За Международную Единицу принимают активность фактора VII в установленном количестве Международного Стандарта, состоящего из высушенной из замороженного состояния плазмы. Эквивалентность Международного Стандарта в Международных Единицах устанавливается Всемирной организацией здравоохранения.
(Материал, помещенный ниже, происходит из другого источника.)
Issue #686, opened 2018-04-24
Allow to ignore methods on provided interface


dmarkhas:
When the Feign annotated interface (or class passed to the builder) contains methods that are not intended to be invoked by a web request (i.e. not annotated with RequestMapping), Feign (actually the BaseContract) throws an exception saying the method is not annotated with HTTP method type.

While this is legitimate, I'd like to request an enhancement to allow the contract to ignore methods on demand (kinda like it ignores static methods), for example via some annotation ("@FeignIgnore"?).

The motivation for this is that the same interface class can be used in different contexts, not just for http based communication. Specifically, we use the same interface class both for Feign and for sending messages to remote services via a queue - if there is a method that should only be invoked through a queue, we'd expect it to not be annotated with RequestMapping, which causes Feign to fail to process the class entirely.

rage-shadowman:
IMO, the cleaner solution would be to make multiple interfaces (your concrete class on the server side can implement them both). The one for Feign, the other for your queue.

But if you are unable to do that for some (business-related?) reason, then it is likely you do not have control of the interface and thus can't add any sort of `@FeignIgnore` annotation either.

So if Feign wants to support this, then (again, IMO -- YMMV) I think it should ignore all methods it doesn't recognize as supported.

dmarkhas:
We are doing exactly that just now - splitting the interface :)
It has some drawbacks for us though, since using a single interface would have allowed us to clean up our own APIs.
Your suggestion to ignore anything that is not annotated with RequestLine, RequestMapping, etc. sounds OK, I proposed the annotation simply because it is probably easier to implement and gives the developer finer control over what gets picked up by Feign, but both approaches are OK really.

kdavisk6:
Complete untested and unverified suggestion, but has any tried to extend the interface ala Spring Data?

https://docs.spring.io/spring-data/jpa/docs/2.0.6.RELEASE/reference/html/#repositories.custom-implementations

kdavisk6:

Хромогенный метод количественного определения включает две последовательные стадии. Первая стадия состоит в зависящей от фактора VII активации фактора Х смесью реагентов, включающей тканевый фактор, фосфолипиды и ионы кальция. На второй стадии происходит ферментативное расщепление хромогенного субстрата фактором Ха с образованием хромофора, который определяют спектрофотометрически. В соответствующих условиях испытания существует линейная зависимость между скоростью образования фактора Ха и концентрацией фактора. Содержание метода количественного определения описывается схемой 2.7.10.-1:
Тканевый фактор + Са++
1-я стадия а) Фактор VII Фактор VIIа
Фактор VIIа + Ca++ + тканевый фактор/фосфолипид b) Фактор X ------------------------------------------------»- Фактор Ха
Фактор Ха
2-я стадия хромогенный субстрат -----------> пептид + хромофор
Схема 2.7.10.-1. - Схема количественного определения фактора коагуляции крови
человека VII.
В обеих стадиях используются реагенты, доступные из ряда коммерческих источников. Хотя в состав реагентов могут вноситься некоторые изменения, их основные свойства должны соответствовать нижеприведенным спецификациям.
РЕАГЕНТЫ
Реагент факторов коагуляции состоит из очищенных белков человеческого или говяжьего происхождения, включающих фактор Х и тромбопластиновый тканевый фактор / фосфолипид в качестве активатора фактора VII. Эти белки подвергнуты частичной очистке и не должны содержать примесей, мешающих активации фактора VII или фактора Х. Фактор Х содержится в количествах, приводящих к конечной концентрации на первой стадии определения, находящейся в пределах от 10 до 350 нмоль/л, предпочтительно от 14 до 70 нмоль/л. В качестве тканевого фактора/фосфолипида может использоваться тромбопластин, полученный из природных источников, например, из мозга крупного рогатого скота или кроликов, или синтетический препарат. Тромбопластин, подходящий для использования в определении протромбинового периода, разбавляют буфером в соотношении от 1:5 до 1:50 так, чтобы окончательная концентрация ионов кальция составляла от 15 до 25 ммоль/л. Образование конечного фактора Ха проводят в растворе, содержащем человеческий или бычий альбумин в концентрации, не допускающей потери адсорбции, и соответствующим образом буферизированного до рН 7,3-8,0. В окончательной инкубационной смеси фактор VII должен быть единственным компонентом, лимитирующим скорость.